しかし、前の会社でやりがいを感じていた分、いざ家業に入ってみると、気付くこと、感じることが多々あったという。また、改めて家業の魅力や家業で自分がしてみたいことについて考える機会を持てずにいた。更に、前職で共に働いていた同期が次々と管理職になり、キャリアを積み、いきいきと働く様子を見て、家業に戻るという決断が本当に正しかったのか、後悔することも次第に多くなった。そんな態度が仕事にも出ていたことが家族に見透かされ、衝突が度々起こった。家業に入って2~3年は本当に辛い日々だったと話す。
大学院入学と事業承継。覚悟を決め、経営の『真価』と『進化』を問う。

家業に入ってから後ろ向きの日々が続いていた中で、食事に行く車中でふと父親から視点を変えてみたらどうかとグロービス経営大学院を勧められた。半信半疑で体験クラスに参加してみると、様々な職種の人の多様な考え方に触れることができ、それが楽しいと感じた。
そして、単科生として1科目の受講を開始させた。最初に受講したのは、クリティカル・シンキング。ビジネスパーソンの基礎となるロジカルな思考法を訓練する。この授業を通じて、徐々に自身を客観的に見つめなおせるようになった。更に他の科目の受講を進めていく中で、「なぜやるのか?」という問いを自分の仕事や生き方にも向けることが多くなった。興味があることを深堀していく中で、大学院に入学しなければ受講できない『ファミリービジネス』という科目に興味を持った。その時、やはり自分の根本的な興味は事業承継にあるのだと確信できた。
経営を学ぶために大学院への受験を決意すると同時に、家業に対する思いが、「覚悟」へと変わった。出願に必要だった推薦状を父親に依頼したのも、覚悟の表れだった。しかし、内容はいまだに諸藤さんも全く知らないという。
(注意)2019年8月現在では、グロービス経営大学院の受験の際の推薦状は任意となっています。

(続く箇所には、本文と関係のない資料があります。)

PR #334, opened 2020-05-04
Add note about new linkchecker version for 20.04

jamwaffles:
Adds a quick note to the dev env setup to support Ubuntu 20.04 and other systems that only provide Python 3 now.

### DIFF
--- a/embedded-graphics/README.md
+++ b/embedded-graphics/README.md
@@ -255,8 +255,16 @@ rustup update
 # Ensure rustfmt is installed
 rustup component add rustfmt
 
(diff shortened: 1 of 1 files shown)


rfuest:
LGTM and thanks for this note. I wasn't using `linkchecker` locally because I didn't want to install python 2 just to run this.

jamwaffles:
I'd rather be using a pure Rust version so we can remove the Python dependency, but I haven't found a Rust linkchecker that does exactly what the Python version does yet. `$num_sideprojects + 1` ...

PR #336, opened 2020-05-05
Rounded rectangles

### LINKED ISSUE #83: Rounded corners on rectangles
It should be possible to get all fancy and have rounded corners on rectangles.

jamwaffles:

## PR description

Adds the `RoundedRectangle` primitive.

Closes #83 (old school!)


rfuest:
Oh, individual corner radii and even non circular corners, that's fancier than I expected, nice.

Can you start assigning yourself to issues you are working on? I was considering to also add this and that might have caused duplicate work. I'll try to remember to do the same.

jamwaffles:
> that's fancier than I expected, nice

Thanks :grin: go big or go home I suppose!

> Can you start assigning yourself to issues you are working on?

Of course, I'll try to remember to do that from now on.

embedded-graphics/src/geometry/size.rs
```diff
@@ -180,6 +180,11 @@ impl Size {
     pub(crate) fn center_offset(self) -> Self {
         self.saturating_sub(Size::new(1, 1)) / 2
     }
+
+    /// Returns the componentwise minimum of two `Size`s
+    pub(crate) fn component_min(self, other: Self) -> Self {
```
jamwaffles, line 185: Should I add `Point::component_min`, as well as `component_max` for both `Point` and `Size`?

I could also make this `pub`. Thoughts?

embedded-graphics/src/primitives/rounded_rectangle.rs
```diff
@@ -0,0 +1,361 @@
...
+    DrawTarget,
+};
+
+/// Rounded rectangle primitive
+#[derive(Copy, Clone, Eq, PartialEq, Ord, PartialOrd, Hash, Debug)]
+pub struct RoundedRectangle {
+    /// The base rectangle
+    pub rectangle: Rectangle,
+
+    corners: [EllipseQuadrant; 4],
```
jamwaffles, line 23: I decided not to make this `pub` so we don't have to export `EllipseQuadrant`. If you think it's a good idea export it, I can make it pub, but it might be a bit of an odd thing to export as an e-g primitive?

embedded-graphics/src/primitives/ellipse_quadrant.rs
```diff
@@ -0,0 +1,434 @@
...
+            bounding_box: Rectangle::new(top_left, radius),
+        }
+    }
+
+    /// Expand the ellipse quadrant by a given offset
+    ///
+    /// This method will expand the ellipse quadrant in the direction of its outer edge. The center
+    /// point will not be moved.
+    ///
+    /// If the radius of the ellipse quadrant is zero, no expand will be performed.
```
jamwaffles, line 54: Lots of caveats here, but this is the exact behaviour I need for `RoundedRectangle`. Should it be made more general with a `RoundedRectangle`-specific method somewhere else?

embedded-graphics/src/geometry/size.rs
rfuest: > Should I add `Point::component_min`, as well as `component_max` for both `Point` and `Size`?

IMO that's a good idea, I could have used these methods before.

> I could also make this `pub`. Thoughts?

I think I would make them `pub`, but I would like to another look at the `Point` and `Size` API before making a final decision. Can you leave them `pub(crate)` for now and open an issue to discuss this change? There were some other possible additions to the API I considered to make some time ago but can't remember at the moment.

embedded-graphics/src/primitives/ellipse_quadrant.rs
rfuest: If this primitive is only used internally we don't need a generic `expand` impl. But I would change the name to make it clear that this function is different than the other `expand` methods.

embedded-graphics/src/primitives/rounded_rectangle.rs
rfuest: I haven't had time to look at the code in detail, but does this `EllipseQuadrant` primitive offer many advantages? Would splitting the code into `RoundedRectangle` and `EllipseQuadrant` make it harder to implement future optimizations, like drawing a rounded rectangle by using scanlines? (A scanline could start in one `EllipseQuadrant` and end in antoher)

> If you think it's a good idea export it, I can make it pub, but it might be a bit of an odd thing to export as an e-g primitive?

I agree that exporting `EllipseQuadrant` would be odd. If possible I would like to revert to the earlier version that used a `Size` to specify the corner radii. Not being able to access the `corners` field would make this primitive different than all others and we would need to add getters and setters to access and change the radii.

Regardless of whether we use `EllipseQuadrant` or `Size` can we also use a struct instead of an array for the radii?
```rust
pub struct CornerRadii {
    pub top_left: Size,
    pub top_right: Size,
    pub bottom_left: Size,
    pub bottom_right: Size,
}
```
IMO it's easier to use than having to remember which array index corresponds to which corner. And we could also add additional constructors like `CornerRadii::new_equal(size)`, `CornerRadii::new_hv(h_size, v_size)` or `CornerRadii::new_circular(10)`.

embedded-graphics/src/primitives/rounded_rectangle.rs
```diff
@@ -0,0 +1,361 @@
...
+        Self::with_corners(
+            rectangle,
+            [corner_radius, corner_radius, corner_radius, corner_radius],
+        )
+    }
+
+    /// Creates a new rounded rectangle with different corner radii.
+    ///
+    /// Corner radii are specified from the top-left corner in a clockwise direction
+    pub fn with_corners(rectangle: Rectangle, corner_radii: [Size; 4]) -> Self {
```
rfuest, line 59: This is a confusing name, because we also have `Rectangle::with_corners` which does something different.

embedded-graphics/src/geometry/size.rs
jamwaffles: I've added all the methods and changed them to `pub(crate)` and ticket opened at #338 .

embedded-graphics/src/primitives/rounded_rectangle.rs
jamwaffles: I've changed to a struct which is much better, thanks for the suggestion.

> does this EllipseQuadrant primitive offer many advantages?

Mostly code separation. The `ellipse_quadrant.rs` file is pretty long and it has its own unit tests, etc. 

> Would splitting the code into RoundedRectangle and EllipseQuadrant make it harder to implement future optimizations, like drawing a rounded rectangle by using scanlines?

If we leave it as an internal implementation detail, we can optimise it out later. 

The other option is ripping out bits of `Ellipse` and reusing them directly in `rounded_rectangle::Points` and `rounded_rectangle::StyledRoundedRectangleIterator`. That way I think we could get rid of `EllipseQuadrant` completely. I might take a look at this approach.

embedded-graphics/src/primitives/rounded_rectangle.rs
jamwaffles: Good point. I've changed it to `with_radii`. Any ideas for a better name?

rfuest: Maybe rename `with_corners` to `new` and rename the current `new` to `with_equal` or `with_equal_radii`?

jamwaffles: I've gone with `with_equal_corners` as `with_equal_radii` might be misunderstood as a rounded rectangle with circular corners (i.e. `equal` meaning equal X and Y radius).

rfuest: SGTM :+1:

jamwaffles:
Might still be some rough edges and there are still things I'm not happy with, but I'm starting to lose the forest for the trees so a quick first review with any obvious suggestions would be much appreciated.

Anything around improving `RoundedRectangle::contains` would be great - both code and perf wise.

embedded-graphics/src/primitives/rounded_rectangle.rs
```diff
@@ -0,0 +1,596 @@
...
+
+    /// Creates a new rounded rectangle with different corner radii.
+    pub fn new(rectangle: Rectangle, corners: CornerRadii) -> Self {
+        let Rectangle { size, .. } = rectangle;
+
+        let corners = CornerRadii {
+            top_left: corners.top_left.component_min(size / 2),
+            top_right: corners.top_right.component_min(size / 2),
+            bottom_right: corners.bottom_right.component_min(size / 2),
+            bottom_left: corners.bottom_left.component_min(size / 2),
```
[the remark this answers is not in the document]
jamwaffles: Ah, good catch. I could limit the sum of two corner radii to their total edge length perhaps? Do you have a better idea in mind?

embedded-graphics/src/primitives/rounded_rectangle.rs
```diff
@@ -0,0 +1,596 @@
...
+            corners.bottom_right,
+            Quadrant::BottomRight,
+        );
+        let bl = EllipseQuadrant::new(
+            top_left + size.y_axis() - corners.bottom_left.y_axis(),
+            corners.bottom_left,
+            Quadrant::BottomLeft,
+        );
+
+        if tl.bounding_box().contains(point) {
```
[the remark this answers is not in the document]
jamwaffles: ~7% performance improvement, hooray

jamwaffles:
Most changes made, thanks for the suggestions.

> The performance of the contains methods isn't great for all complex primitives, because there is no way of caching intermediate values.

It would be super helpful if we could start putting private fields on the primitives. Maybe worth asking in Matrix/Twitter to see if anybody constructs primitives not using the public methods. I think we're leaving quite a bit of performance on the table.

embedded-graphics/src/primitives/rounded_rectangle.rs
```diff
@@ -0,0 +1,596 @@
...
+            rectangle, corners, ..
+        } = self;
+
+        let Rectangle { top_left, size, .. } = *rectangle;
+
+        if !rectangle.contains(point) {
+            return false;
+        }
+
+        let tl = EllipseQuadrant::new(top_left, corners.top_left, Quadrant::TopLeft);
```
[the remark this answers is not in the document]
jamwaffles: Very good idea, thanks!

embedded-graphics/src/geometry/point.rs
```diff
@@ -666,4 +694,15 @@ mod tests {
 
         assert_eq!(Point::from(&c), Point::new(20, 20));
     }
+
+    #[test]
+    // TODO: Delete this test if component_min/component_max are made public. It will be redundant
+    // with their respective doc comments.
```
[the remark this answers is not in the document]
jamwaffles: I've removed all the `TODO` comments. The doc/unit tests are mostly dupes of each other now. Maybe some room for improvement but it can't hurt to double check.

embedded-graphics/src/primitives/rounded_rectangle.rs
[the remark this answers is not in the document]
rfuest: No, I don't have a better idea and i think limiting the sum is the right way to handle this. But the exact implementation how the radii are reduced to fit will require some consideration.

For reference: The way CSS handles this is described in: https://www.w3.org/TR/css-backgrounds-3/#corner-overlap. But this might require floating point math.

rfuest:
> It would be super helpful if we could start putting private fields on the primitives. Maybe worth asking in Matrix/Twitter to see if anybody constructs primitives not using the public methods. I think we're leaving quite a bit of performance on the table.

I consider the primitives as minimal descriptions of a geometric shapes that should be as small as possible. Adding additional fields will increase the memory consumption for primitives of that type, even if none of methods that benefit from the additional fields are used.

We could add something similar to `Styled` that wraps a primitive with the additional fields required for fast hit testing or similar operations. This way the user can selectively create the additional fields when they are necessary.

jamwaffles:
> I consider the primitives as minimal descriptions of a geometric shapes that should be as small as possible.

Sure, that makes sense.

> We could add something similar to Styled that wraps a primitive with the additional fields

I had this thought too. Something for a later time :)

embedded-graphics/src/primitives/rounded_rectangle.rs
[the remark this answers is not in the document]
jamwaffles: I'll take a look at the CSS shrinking method later and see if it's doable with integer maths :crossed_fingers:

embedded-graphics/src/primitives/rounded_rectangle.rs
```diff
@@ -0,0 +1,777 @@
...
+            bounding_box.width as i32 - self.top_left.width as i32 - self.top_right.width as i32;
+        let free_space_right = bounding_box.height as i32
+            - self.top_right.height as i32
+            - self.bottom_right.height as i32;
+        let free_space_bottom = bounding_box.width as i32
+            - self.bottom_left.width as i32
+            - self.bottom_right.width as i32;
+        let free_space_left = bounding_box.height as i32
+            - self.top_left.height as i32
+            - self.bottom_left.height as i32;
```
jamwaffles, line 58: Thoughts on how to strip all the `as i32`s? I considered adding `TryFrom<Size> for Point` which would probably make this cleaner, but would either require `Result` or some `unwrap()`s which I'm not keen on.

embedded-graphics/src/primitives/rounded_rectangle.rs
```diff
@@ -0,0 +1,777 @@
...
+/// each corner may have a separate radius applied to it.
+///
+/// # Overlapping corners
+///
+/// If one or more corner radii are too large to be contained along an edge of the rectangle, all
+/// corner radii will be reduced by half the largest overlap in pixels (rounded down).
+///
+/// This is similar but not identical to
+/// [how the CSS specification works](https://www.w3.org/TR/css-backgrounds-3/#corner-overlap) as it
+/// relies on floating point calculations.
```
jamwaffles, line 97: I'm happy to remove this if you think it's not necessary. It might be irrelevant, but also might provide some better context for the corner shrinking behaviour.

embedded-graphics/src/primitives/rounded_rectangle.rs
```diff
@@ -0,0 +1,779 @@
...
+///
+/// Creates a rectangle with rounded corners. Corners can be circular or elliptical in shape, and
+/// each corner may have a separate radius applied to it.
+///
+/// # Overlapping corners
+///
+/// If one or more corner radii are too large to be contained along an edge of the rectangle, all
+/// corner radii will be reduced by half the largest overlap in pixels (rounded down).
+///
+/// The [example further down the page](#overlapping-corner-radii) demonstrates this behaviour.
```
jamwaffles, line 95: Better descriptions gladly accepted :grin:

embedded-graphics/src/primitives/rounded_rectangle.rs
rfuest: You could use `checked_sub`:
```rust
let overlap_top = (self.top_left.width + self.top_right.width).checked_sub(bounding_box.width);
```
This would return `None` if there is no overlap and `Some(u32)` if it overlaps.

embedded-graphics/src/primitives/rounded_rectangle.rs
```diff
@@ -0,0 +1,768 @@
...
+        // Compute free space for each edge. If there is remaining free space, the call to
+        // checked_sub() will return `None`.
+        let free_space_top =
+            (self.top_left.width + self.top_right.width).checked_sub(bounding_box.width);
+        let free_space_right =
+            (self.top_right.height + self.bottom_right.height).checked_sub(bounding_box.height);
+        let free_space_bottom =
+            (self.bottom_left.width + self.bottom_right.width).checked_sub(bounding_box.width);
+        let free_space_left =
+            (self.top_left.height + self.bottom_left.height).checked_sub(bounding_box.height);
```
jamwaffles, line 55: Hm, the original commented got deleted during rebase but wow... Rust provides just the right methods once again! Thanks for the suggestion.

embedded-graphics/src/primitives/rounded_rectangle.rs
```diff
@@ -0,0 +1,768 @@
...
+            bottom_left: radius,
+        }
+    }
+
+    /// Confine corner radii that are too large to a given bounding rectangle
+    fn confine(self, bounding_box: Size) -> Self {
+        // Compute free space for each edge. If there is remaining free space, the call to
+        // checked_sub() will return `None`.
+        let free_space_top =
+            (self.top_left.width + self.top_right.width).checked_sub(bounding_box.width);
```
rfuest, line 49: Would `saturating_sub` and using `largest_overlap > 0` as the condition below also work? This way the largest overlap could be calculated without having to deal with the `Option`s.
```suggestion
            (self.top_left.width + self.top_right.width).saturating_sub(bounding_box.width);
```

embedded-graphics/src/primitives/rounded_rectangle.rs
```diff
@@ -0,0 +1,768 @@
...
+            free_space_bottom,
+            free_space_left,
+        ]
+        .iter()
+        .filter_map(|s| *s)
+        .max();
+
+        if let Some(largest_overlap) = largest_overlap {
+            // Reduce each corner radius by (largest overlap / 2)
+            let reduce_by = Size::new_equal(largest_overlap / 2);
```
rfuest, line 70: When the overlap is e.g. 1px `reduce_by` will be `Size::zero()` and the corners would still overlap. This could be fixed by rounding up: `Size::new_equal((largest_overlap + 1) / 2)`

embedded-graphics/src/primitives/rounded_rectangle.rs
```diff
@@ -0,0 +1,768 @@
...
+
+/// Rounded rectangle primitive.
+///
+/// Creates a rectangle with rounded corners. Corners can be circular or elliptical in shape, and
+/// each corner may have a separate radius applied to it.
+///
+/// # Overlapping corners
+///
+/// If one or more corner radii are too large to be contained along an edge of the rectangle, all
+/// corner radii will be reduced by half the largest overlap in pixels (rounded down).
```
rfuest, line 92: See comment above, about rounding of the half overlap.

embedded-graphics/src/primitives/rounded_rectangle.rs
rfuest: I'll need take another look at this in my next review pass, because I'm not sure how relevant this is at the moment and I haven't really looked at the doc comments yet.

embedded-graphics/src/primitives/rounded_rectangle.rs
```diff
@@ -0,0 +1,768 @@
...
+    /// corners.
+    pub fn with_equal_corners(rectangle: Rectangle, corner_radius: Size) -> Self {
+        Self::new(rectangle, CornerRadii::new_equal(corner_radius))
+    }
+
+    /// Creates a new rounded rectangle with different corner radii.
+    pub fn new(rectangle: Rectangle, corners: CornerRadii) -> Self {
+        Self {
+            rectangle,
+            corners: corners.confine(rectangle.size),
```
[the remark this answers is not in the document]
jamwaffles: Hm, they don't, and I'm not sure there's a good solution. Where would you suggest confining them? I could confine them in `Points::new()` or `StyledRoundedRectangleIterator::new()`, but that could allow a plain `RoundedRectangle` to be created in an invalid state. It would also require re-confining every time `.contains()` is called. 

What about adding another private struct, `ConfinedCornerRadii`? `CornerRadii::confine()` could produce a `ConfinedCornerRadii` which `RoundedRectangle::new()` accepts.

embedded-graphics/src/primitives/rounded_rectangle.rs
```diff
@@ -0,0 +1,768 @@
...
+        }
+    }
+
+    fn get_corner_quadrant(&self, quadrant: Quadrant) -> EllipseQuadrant {
+        let Self {
+            rectangle, corners, ..
+        } = self;
+
+        let Rectangle { top_left, size, .. } = *rectangle;
```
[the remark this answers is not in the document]
jamwaffles: Yes, they're there for future proofing. I can remove them if you think it adds too much clutter?

simulator/src/bin/generate-example-screenshots.rs
```diff
@@ -197,6 +197,40 @@ some display drivers implement accelerated drawing of iterators."#,
...
+                .stroke_width(3)
+                .fill_color(Rgb888::GREEN)
+                .build();
+            {}
+            let corners = CornerRadii {
+                top_left: Size::new(10, 10),
+                top_right: Size::new(10, 10),
+                bottom_right: Size::new(10, 10),
+                bottom_left: Size::new(10, 10),
+            };
```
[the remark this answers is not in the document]
jamwaffles: Ok, that makes sense. I originally went for unequal corners but the generated screenshot never looked like a good example of a rounded rect. I'll change this to `with_equal_corners`.

embedded-graphics/src/primitives/ellipse.rs
```diff
@@ -99,6 +97,12 @@ impl Ellipse {
     }
 }
 
+pub(crate) fn center_2x(top_left: Point, size: Size) -> Point {
```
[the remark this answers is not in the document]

「色々ありましたが、経営者として父親を尊敬しています。弊社には父の名前(株式会社もろふじ 代表取締役社長 諸藤三富)を文字って、三富(さんとみ)経営という方針があります。社員、お客様、そしてお取引様の三者がこれからも富めるようにしていくという考え方です。三者がこれからも富んでいけるように、呉服という伝統的な事業を基軸として、商材、商材の扱い方、会社の制度を進化させています。」
そして、諸藤さんから尊敬する経営者として、もう一人の名前が挙がった。
「88歳の今でも現役でバリバリ働く祖母を尊敬しています。祖母は創業期からずっと祖父を支えながら、お客様に誰よりも近い存在として、お客様から絶対的な信頼を得ています。お客様からの信頼こそが、会社の真の価値だといつも教えられます。」
父からの『進化』と祖母からの『真価』。
諸藤さんは今日も、経営について学んだことを実践しながら、自身に家業の”シンカ”を問い、新たな未来を描いている。